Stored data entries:
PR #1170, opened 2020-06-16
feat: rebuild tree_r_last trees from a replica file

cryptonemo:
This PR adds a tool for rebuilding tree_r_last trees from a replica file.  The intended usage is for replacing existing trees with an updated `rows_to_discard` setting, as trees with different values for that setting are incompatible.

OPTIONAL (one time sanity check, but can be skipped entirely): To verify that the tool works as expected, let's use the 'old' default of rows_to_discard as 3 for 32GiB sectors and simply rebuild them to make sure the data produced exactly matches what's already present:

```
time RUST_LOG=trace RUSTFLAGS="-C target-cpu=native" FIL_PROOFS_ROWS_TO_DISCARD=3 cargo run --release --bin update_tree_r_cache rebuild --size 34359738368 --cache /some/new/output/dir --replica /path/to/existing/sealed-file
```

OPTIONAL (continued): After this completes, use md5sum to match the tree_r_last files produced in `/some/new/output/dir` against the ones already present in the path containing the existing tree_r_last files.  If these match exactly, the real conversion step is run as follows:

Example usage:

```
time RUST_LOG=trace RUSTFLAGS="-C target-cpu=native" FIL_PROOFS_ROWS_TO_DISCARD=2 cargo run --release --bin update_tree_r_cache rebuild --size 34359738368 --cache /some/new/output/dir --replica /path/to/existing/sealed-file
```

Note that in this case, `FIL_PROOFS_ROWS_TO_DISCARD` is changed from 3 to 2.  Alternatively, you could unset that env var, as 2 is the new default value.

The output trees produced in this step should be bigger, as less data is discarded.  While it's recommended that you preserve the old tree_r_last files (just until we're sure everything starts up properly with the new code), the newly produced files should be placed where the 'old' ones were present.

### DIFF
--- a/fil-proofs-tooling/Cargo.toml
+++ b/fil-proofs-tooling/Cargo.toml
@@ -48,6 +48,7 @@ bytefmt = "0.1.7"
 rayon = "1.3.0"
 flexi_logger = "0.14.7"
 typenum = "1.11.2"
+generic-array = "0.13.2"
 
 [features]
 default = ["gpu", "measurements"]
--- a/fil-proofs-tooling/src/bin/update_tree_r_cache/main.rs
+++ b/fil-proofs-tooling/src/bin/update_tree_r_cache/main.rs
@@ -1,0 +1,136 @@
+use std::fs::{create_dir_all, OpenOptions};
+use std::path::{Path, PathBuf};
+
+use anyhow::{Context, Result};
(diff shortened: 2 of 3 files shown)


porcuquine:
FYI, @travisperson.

■ **Task details**:
Please return every line of the records above that contains the word "default".

■ **Answer area**:
OPTIONAL (one time sanity check, but can be skipped entirely): To verify that the tool works as expected, let's use the 'old' default of rows_to_discard as 3 for 32GiB sectors and simply rebuild them to make sure the data produced exactly matches what's already present:
Note that in this case, `FIL_PROOFS_ROWS_TO_DISCARD` is changed from 3 to 2.  Alternatively, you could unset that env var, as 2 is the new default value.
 default = ["gpu", "measurements"]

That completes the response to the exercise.